While heat kills almost all viruses, some rare types, such as smallpox, could survive a thaw, according to Stephen Morse, an infectious diseases expert and professor of epidemiology at Columbia University’s Mailman School of Public Health. In 1980 the World Health Organization declared the disease had been eradicated, but melting permafrost could potentially bring it back.
“If it’s dry enough, it will do well in warm conditions, as it’s a pretty hardy virus,” Morse says. He adds that, previously, scientists couldn’t imagine smallpox returning from the grave, but rising temperatures have made it a distinct possibility. “The idea was far-fetched. But now, with climate change, it seems like it’s not an impossible scenario,” he says.
Climate change is causing permafrost to melt at an alarming rate. While Arctic permafrost currently covers an area larger than Russia, by the end of the century, it could shrink to an area smaller than Alaska, according to one estimate.

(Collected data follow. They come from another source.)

PR #1057, opened 2021-03-22
e.MMC interface

mohrcore:
An interface for an e.MMC controller, designed to support e.MMC and e.MMC-derived buses.

This interface allows for
* sending standard commands
* sending application-specific commands (yes, we need this)
* receiving various responses
* reading datastreams from the controller
* writing datastream to the controller
* reading some control values
* writing some control values

This interface does not support:
* sending general commands
* boot operation mode
* legacy multi-card systems
* probably a lot of other stuff


include/sys/emmc.h
```diff
@@ -0,0 +1,279 @@
+#ifndef _SYS_EMMC_H_
```
MichalBlk, line 1: Should be `_DEV_EMMC_H_`.

include/sys/emmc.h
```diff
@@ -0,0 +1,279 @@
...
+} emmc_op_mode_t;
+
+typedef enum emmc_result {
+  EMMC_OK,
+  EMMC_ERR_IERR,
+  EMMC_ERR_TIMEOUT,
+  EMMC_ERR_NOT_RESPONDING,
+  EMMC_ERR_INTR,
+  EMMC_ERR_BUSY,
+} emmc_result_t;
```
MichalBlk, line 24: Note that this scheme of defining enum constants (not consecutive powers of 2) makes it harder to use binary operations like `&` and `|`.

include/sys/emmc.h
```diff
@@ -0,0 +1,279 @@
...
+  EMMC_CMD_LOCK_UNLOCK = 42,
+  EMMC_CMD_APP_CMD = 55,
+  EMMC_CMD_GEN_CMD = 56,
+} emmc_command_t;
+
+#define EMMC_I_DATA_DONE 0x01
+#define EMMC_I_WRITE_READY 0x02
+#define EMMC_I_READ_READY 0x04
+
+typedef uint64_t emmc_wait_flags_t;
```
MichalBlk, line 106: Why not enum? And in case it can't be, why not `uint8_t`?

include/sys/emmc.h
```diff
@@ -0,0 +1,279 @@
...
+#define EMMC_APP_CHKIDX 0x08
+#define EMMC_APP_CHKCRC 0x10
+/* At most one of these */
+#define EMMC_APP_RESP136 0x20
+#define EMMC_APP_RESP48 0x40
+
+#define EMMC_APP_NEEDS_CMDTYPE 0x03
+#define EMMC_APP_NEEDS_RESPTYPE 0x60
+
+typedef uint32_t emmc_app_flags_t;
```
MichalBlk, line 123: See `mmc_wait_flags_t` comment.

include/sys/emmc.h
```diff
@@ -0,0 +1,279 @@
...
+  emmc_send_app_cmd_t send_app_cmd;
+  emmc_wait_t wait;
+  emmc_read_dat_t read;
+  emmc_write_dat_t write;
+  emmc_get_prop_t get_prop;
+  emmc_set_prop_t set_prop;
+} emmc_methods_t;
+
+typedef struct emmc_device {
+  const uint64_t cid[2];
```
MichalBlk, line 159: Maybe a macro defining (and describing) these array sizes?

MichalBlk (approved):
LGTM

include/sys/emmc.h
mohrcore: Ideally yes. We should move some of the headers from `sys` to `dev`. However there's a small detail that makes it a bit awkward - I think that stuff like `sys/emmc.c` and `sys/isa.c` should be in a separate catalogue as well, but we don't have a `dev` catalogue for `.c` files, only for headers.

I'm keeping it this way until this gets cleared up.

include/sys/emmc.h
mohrcore: Those are meant to be mutually exclusive. No binary operation should be performed on these.

include/sys/emmc.h
mohrcore: It was declared as `uint64_t` because I wanted to make it a property that could be accessed using `emmc_get_prop` method. This was a design that resulted from an idea of giving an interrupt resource to the child of e.MMC bus. But this idea is gone now.

I'll change it to an enum. I would've done so already, but looks like I missed it in the last update.

include/sys/emmc.h
mohrcore: It's an enum now.

include/sys/emmc.h
mohrcore: It would be quite unnecessary. These were just high and low bytes of an 128-bit value. Anyway, the whole response thing is different now, and hopefully the new macros defined for accessing response data make it clear what's going on here.

include/sys/emmc.h
mohrcore: Ok, it's fixed now.

include/sys/emmc.h
```diff
@@ -0,0 +1,303 @@
...
+ * \param var pointer to where the associated value should be written to
+ * \return -1 if value was fetched successfully, 0 if it wasn't
+ */
+static inline int emmc_set_prop(device_t *dev, emmc_prop_id_t id,
+                                emmc_prop_val_t val) {
+  device_t *idev = EMMC_METHOD_PROVIDER(dev, set_prop);
+  return emmc_methods(idev->parent)->set_prop(dev, id, val);
+}
+
+static inline emmc_device_t *emmc_device_of(device_t *device) {
```
hadarai, line 296: Why this method doesn't have comment?
Intentionally or by oversight?

mohrcore: Does it really need one? Look at the body. It's easy enough to tell what it does. Besides it's similar to `pci_device_of`. It's a helper function meant to be used within drivers code.

The other functions have long descriptions simply because they are just wrappers for the interface and whoever implements the interface should follow the specification given by these comments.

include/sys/emmc.h
```diff
@@ -0,0 +1,303 @@
...
+  EMMC_ERR_BUSY,
+} emmc_result_t;
+
+/* Response types R1-R5 are described in JESD86-A441, page 94.
+ * Response R1 and R1b are normally both represented as `EMMCRESP_R1`,
+ * because they are structurally identical. */
+typedef enum emmc_resp_type {
+  EMMCRESP_NONE,
+  EMMCRESP_R1,
+  EMMCRESP_R1B, /* Can be used only as an argument for `emmc_send_app_cmd` */
```
hadarai, line 35: Why does it have letter "B"? Is it supposed to note that it's "second R1"? 
If it's an R1 only for `emmc_send_app_cmd` (as it seems to be) then, I think, it should have it or part of it in name. So the name of response type tells me so, I don't have to read comment. It's easier then to not use that R1B for anything else than `emmc_send_app_cmd`

include/sys/emmc.h
```diff
@@ -0,0 +1,303 @@
...
+  EMMC_ERR_TIMEOUT,
+  EMMC_ERR_NOT_RESPONDING,
+  EMMC_ERR_INTR,
+  EMMC_ERR_BUSY,
+} emmc_result_t;
+
+/* Response types R1-R5 are described in JESD86-A441, page 94.
+ * Response R1 and R1b are normally both represented as `EMMCRESP_R1`,
+ * because they are structurally identical. */
+typedef enum emmc_resp_type {
```
hadarai, line 32: why is it `emmc_resp_type` and not `emmc_response_type`?
I like full names, but if it has to be short then let all be short/long/full
In line 42. you have full name.

include/sys/emmc.h
```diff
@@ -0,0 +1,303 @@
...
+
+#include <inttypes.h>
+#include <sys/mimiker.h>
+#include <sys/device.h>
+#include <sys/endian.h>
+#include <stddef.h>
+
+/* These operation modes are described in JESD86-A441, with a brief summary
+   at page 27 */
+typedef enum emmc_op_mode {
```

“It is concerning because there is such a large amount of carbon,” says Janet Jansson, chief scientist for biology in the Pacific Northwest National Laboratory’s biological sciences division. She studies how largely dormant microbes trapped in the permafrost wake up when the ground melts. Those microbes start to gobble up decomposed plants and spew out planet-warming gasses.
That would be a serious problem, according to Robert Max Holmes, deputy director and senior scientist at the Woods Hole Research Center in Massachusetts. Arctic permafrost contains twice as much carbon as is currently found in the atmosphere. Even a little warming could liberate a vast store of buried carbon, he says.
“It has built up over tens of thousands of years, and that’s the big thing we should be worried about,” he adds. “Once that train leaves the station, it will be harder to put the brakes on. Once it starts, it will be hard to stop.”
The silver lining, however slim, is that melting permafrost could also lead to a host of new life-saving discoveries. Climate change is unlocking a vault of biological mysteries that may help scientists keep some of the deadliest diseases at bay.
“That environment contains lots of secrets,” Morens says. “As we change and release these things, it’s impossible to predict what surprises we might find.”